I diversi sondaggi delle TV nazionali ritengono che più dell’80% degli intervistati aspetta con gioia il 31 ottobre 2016, giorno in cui il Libano avrà un nuovo Presidente della Repubblica eletto dal Parlamento.

L’ex Generale intende realizzare riforme chieste dalla società civile, superando il sistema della divisione confessionale. La popolazione si distribuisce tra Musulmani Sciiti, Sunniti, Cristiani Maroniti e altre confessioni religiose, realtà che determina anche un articolato sistema politico. Da molti anni è stato individuato un sistema politico comune, che trovasse d’accordo Cristiani e Musulmani, e che allo stesso tempo non escludesse minoranze o altri gruppi, rendendo tutti partecipi, con l’intenzione di coinvolgere i cittadini nella vita democratica del paese e nelle scelte politiche. Il nuovo Presidente dovrà far fronte alla grave crisi conseguente alle questioni che, per il vuoto istituzionale, risultano irrisolte. Sul paese, oltretutto, pesa la crisi siriana: circa un milione e 800 mila profughi siriani sono rifugiati nel paese.

Il Libano mostra di avere un importante ruolo politico, perché rappresenta la conferma la possibilità di un’intesa tra cristiani e musulmani nel portare avanti un progetto politico comune.

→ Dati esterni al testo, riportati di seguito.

Issue #2754, opened 2019-03-15
Related object links from Artin representations to weight 1


roed314:
Add related objects links from Artin representations back to weight 1 forms.  For example, http://www.lmfdb.org/ModularForm/GL2/Q/holomorphic/23/1/b/a/ has a link to http://www.lmfdb.org/ArtinRepresentation/2.23.3t2.1c1 but there is no link back.

edgarcosta:
Perhaps we could achieve this by adding L-functions instances for Artin representations and use that table to figure out additional friends for Artin reps.

AndrewVSutherland:
Given that we just addressed #433, we should address this for release 1.1.  Friendships really should be mutual.

Additionally, the Artin rep has its own (dynamically computed) L-function.  We are planning to address this in the July Bristol workshop, but for Artin reps that correspond to weight 1 modular forms in the database, we could link their L-functions to the CMF L-functions (if the Artin rep knows its friend, it also knows its friend's L-function).

edgarcosta:
Does #2930 address this issue completely?

AndrewVSutherland:
Yes, I think this can be closed (but we still want to change the embedded CMF pages so they link only to the artin rep with the same L-function).

PR #2929, opened 2019-04-04
Load L-functions from database for HMF and Artin when available

AndrewVSutherland:
This PR partially addresses #2754 and #2873 by having the L-function code check the instances database when displaying HMF and Artin L-functions.  If the L-function is stored in the database it will be used, otherwise it will revert to computing them on the fly as it does now.  To keep the code changes minimal and isolated I created a new L-function class Lfunction_HMFDB that loads the L-function from the database and will fail if it is not present -- this is called from the routing function l_function_hmf_page inside a try/except and will catch the error and ignore it (this is a small hack that will go away once all HMF functions are stored in the database.  The case of Artin L-functions is handled similarly.

To test, compare:

http://127.0.0.1:37777/L/ModularForm/GL2/TotallyReal/2.2.5.1/holomorphic/2.2.5.1-500.1-a/0/0/
http://beta.lmfdb.org/L/ModularForm/GL2/TotallyReal/2.2.5.1/holomorphic/2.2.5.1-500.1-a/0/0/

and also try clicking from the L-function page to the HMF and back, test the bread, click through to different origins and then back via the origin page L-function links etc. (other than the URL the L-function page should look the same now matter which origin you came from).  In particular, the L-function page should list all the related objects now matter how the page was reached.

Note that this change does not only impact HMFs whose L-functions arise as genus 2 L-functions that are in the database, it also catches L-functions of elliptic curves over number fields, e.g. compare

http://127.0.0.1:37777/L/ModularForm/GL2/TotallyReal/2.2.5.1/holomorphic/2.2.5.1-31.1-a/0/0/
http://beta.lmfdb.org/L/ModularForm/GL2/TotallyReal/2.2.5.1/holomorphic/2.2.5.1-31.1-a/0/0/

For an Artin L-function example, compare

http://127.0.0.1:37777/L/ArtinRepresentation/2.23.3t2.1c1/
http://beta.lmfdb.org/L/ArtinRepresentation/2.23.3t2.1c1/

(again clicking through to the Artin rep and back should work).  Note that this is currently the only Artin L-function for which I have added an instance record, but I will be adding more later today (this doesn't involve any code changes so you can test the PR now).

Examples of L-function pages that should not change (i.e. they should still be rendered on the fly) because we have not precomputed them via another origin:

http://127.0.0.1:37777/L/ModularForm/GL2/TotallyReal/2.2.5.1/holomorphic/2.2.5.1-101.2-a/0/0/
http://beta.lmfdb.org/L/ModularForm/GL2/TotallyReal/2.2.5.1/holomorphic/2.2.5.1-101.2-a/0/0/

http://127.0.0.1:37777/L/ArtinRepresentation/2.2e8_3e2.8t5.2c1
http://beta.lmfdb.org/L/ArtinRepresentation/3.229.4t5.1c1/

### DIFF
--- a/lmfdb/lfunctions/Lfunction.py
+++ b/lmfdb/lfunctions/Lfunction.py
@@ -42,6 +42,12 @@ from LfunctionDatabase import (
     get_instance_by_url, getHmfData, getHgmData,
     getEllipticCurveData, get_multiples_by_Lhash)
 
+def artin_url(label):
+    return "ArtinRepresentation/" + label
+
+def hmf_url(label):
+    "ModularForm/GL2/TotallyReal/" + label.split("-")[0] + "/holomorphic/" + label
+
 def validate_required_args(errmsg, args, *keys):
     missing_keys = [key for key in keys if not key in args]
     if len(missing_keys):
@@ -1260,7 +1266,7 @@ class Lfunction_HMFDB(Lfunction_from_db):
         self.label = kwargs['label']
         self.origin_label = self.label
         self._Ltype = "hilbertmodularform"
-        self.url = "ModularForm/GL2/TotallyReal/" + self.label.split("-")[0] + "/holomorphic/" + self.label
+        self.url = hmf_url(self.label)
         Lfunction_from_db.__init__(self, url = self.url)
 
 class Lfunction_HMF(Lfunction):
@@ -1672,7 +1678,7 @@ class ArtinLfunctionDB(Lfunction_from_db):
         self.label = kwargs['label']
         self.origin_label = self.label
         self._Ltype = "artin"
-        self.url = "ArtinRepresentation/" + self.label
+        self.url = artin_url(self.label)
         Lfunction_from_db.__init__(self, url = self.url)
 
     @lazy_attribute
--- a/lmfdb/lfunctions/Lfunction.py
+++ b/lmfdb/lfunctions/Lfunction.py
@@ -1265,11 +1265,15 @@ class Lfunction_HMFDB(Lfunction_from_db):
     def __init__(self, **kwargs):
         constructor_logger(self, kwargs)
 
-        validate_required_args ('Unable to construct L-function.', kwargs, 'label')
+        validate_required_args ('Unable to construct Hilbert modular form ' +
+                                'L-function.', args, 'label', 'number', 'character')
+        validate_integer_args ('Unable to construct Hilbert modular form L-function.',
+                               args, 'character','number')
+        
         self.label = kwargs['label']
         self.origin_label = self.label
         self._Ltype = "hilbertmodularform"
-        self.url = hmf_url(self.label)
+        self.url = hmf_url(args['label'],args['character'],args['number'])
         Lfunction_from_db.__init__(self, url = self.url)
 
 class Lfunction_HMF(Lfunction):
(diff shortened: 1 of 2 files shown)


edgarcosta:
@AndrewVSutherland, I must have misunderstood something, I got the idea that I was the one taking care of this, and I was planning to submit my PR tomorrow for HMF and BMF.
Would it be possible for me to selectively merge some of your changes? Alternatively, I can hijack your PR.

AndrewVSutherland:
@edgarcosta Don't worry about, I can add BMF as well, I need to fix the Travis errors anyway  (some L-function tests need to be tweaked).

edgarcosta:
@AndrewVSutherland, thanks.
I might have something to add when you are done.

Should we deprecate the 0/0 for HMFs?

AndrewVSutherland:
@edgarcosta either we should, or the instance URL should include it.

edgarcosta:
@AndrewVSutherland The 0/0 stands for trivial character and first embedding of the Hecke field.
This in CMFs would correspond to 1/1
For the HMF with Hecke field QQ having 0/0 or not is irrelevant, and perhaps we should have instances for both, as we do for CMFs.

However, for the instances arising from genus 2 curves, things are a bit more complicated.
In this case, the eigenvalues are Galois conjugates, and thus either embedding will match the genus 2 curve, but the L-function of the orbit (i.e. without the 0/0) is a degree 8 L-function

AndrewVSutherland:
@edgarcosta The HMFs should really have Galois orbit and embedded instance  like CMFs and lfunc_instances should use whichever is correct.  But I don't think this is something we want to do right now and I don't t think it is relevant to this PR (none of the instance URL's have embedding suffixes and I am simply matching L-funciton URLs that end in /0/0 against these.  In any case, we can talk about this when you get back.

edgarcosta:
@AndrewVSutherland Okidoki
ps: I'm in my office

AndrewVSutherland:
OK, Travis is happy, and I have added support for BMF L-functions.  The BMF pages don't have active L-function links on them yet, but you can manually insert an L into the URL to get to the L-function page:

http://127.0.0.1:37777/L/ModularForm/GL2/ImaginaryQuadratic/2.0.11.1/24964.1/a/

Updating the BMF pages to add links to their L-functions will happen in a separate PR.

This PR should be ready to review now.

edgarcosta:
I will review it.

AndrewVSutherland:
I have added L-function instance records for the 6479 Artin L-functions that correspond to (embedded) modular forms of weight 1, for compare:

http://127.0.0.1:37777/L/ArtinRepresentation/2.2e2_641.7t2.1c3/
http://beta.lmfdb.org/L/ArtinRepresentation/2.2e2_641.7t2.1c3/

Note that for CMFs of dimension greater than 1 there will be multiple L-functions (one for each embedding), each of which corresponds to an Artin representation.  Note that the ordering of embbeddings of CMFs os not necessarily the same as the ordering of conjugate Artin representations, as in this example where the CMF corresponding to the L-function above (for the third conjugate Artin rep) is the first embedding:

http://127.0.0.1:37777/L/ModularForm/GL2/Q/holomorphic/2564/1/d/b/2563/1/

Currently the embedded modular form pages list all the conjugate Artin reps as related objects, but this will be changed in a separate PR.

Potrebbe, quindi, essere un buon esempio per l’edificazione di una nuova Siria e di un nuovo Iraq, in cui ora i gruppi etnici e le religioni sembrano in conflitto tra loro.

Nel Parlamento, i rappresentanti delle varie confessioni, utilizzano i propri slogan per mantenere il potere, divisi in settarismi religiosi, ma anche condizionati dalle rispettive relazioni internazionali legate alla crisi siriana. I principi fondamentali delle minoranze confessionali presenti in Libano garantiscono a tutti di essere equamente rappresentati negli apparati dello stato, istituzionali, amministrativi o militari che siano.

L’appartenenza confessionale ha acquisito un ruolo predominante nella gestione politica e nelle dinamiche sociali libanesi. Nel corso di quest’anno si sono svolte numerose manifestazioni, scioperi e sit-in davanti al Parlamento per chiedere la fine del sistema confessionale. Per la prima volta, si utilizza la strada per le manifestazioni, per fare politica: questa è una novità.

In Libano, una piccola parte della popolazione detiene la maggior parte delle ricchezze, frutto dei flussi economici finanziari di ogni appartenenza religiosa e politica. Quella che potremmo definire la classe media, invece, ha sempre più problemi ad arrivare a fine mese e i poveri sono in aumento.